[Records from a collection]
PR #466, opened 2022-07-12
feat: skip proportion calc for infinite duration

alcueca:
Entering `type(uint32).max` as the `duration` for any `line` is now interpreted as infinite duration, and the proportion calculation is skipped.

The result is that if you want to configure the Witch to skip auctions and liquidate positions in a Compound style you do the following:
`line.proportion = 0.25`
`line.initialOffer = 0.8`
`line.duration = type(uint32).max`

Now imagine the scenario where there is a vault collateralized with 3 ETH at 1000 ETH/DAI, a debt of 2000 DAI, and a collateralization ratio of 150%. Right on the edge.

Price drops to 990 ETH/DAI, vault is undercollateralized, liquidations kick in.

0.75 ETH collateral is auctioned for 500 DAI debt. Only that the initial offer is 0.8 and the duration is infinite, so 0.6 ETH is auctioned for 500 DAI debt. The liquidation is profitable (collateral worth 594 DAI for repaying 500 DAI debt) and is carried through.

Task details:
Repeat the records above exactly, from the first line to the last.

Solved exercise:
PR #466, opened 2022-07-12
feat: skip proportion calc for infinite duration

alcueca:
Entering `type(uint32).max` as the `duration` for any `line` is now interpreted as infinite duration, and the proportion calculation is skipped.

The result is that if you want to configure the Witch to skip auctions and liquidate positions in a Compound style you do the following:
`line.proportion = 0.25`
`line.initialOffer = 0.8`
`line.duration = type(uint32).max`

Now imagine the scenario where there is a vault collateralized with 3 ETH at 1000 ETH/DAI, a debt of 2000 DAI, and a collateralization ratio of 150%. Right on the edge.

Price drops to 990 ETH/DAI, vault is undercollateralized, liquidations kick in.

0.75 ETH collateral is auctioned for 500 DAI debt. Only that the initial offer is 0.8 and the duration is infinite, so 0.6 ETH is auctioned for 500 DAI debt. The liquidation is profitable (collateral worth 594 DAI for repaying 500 DAI debt) and is carried through.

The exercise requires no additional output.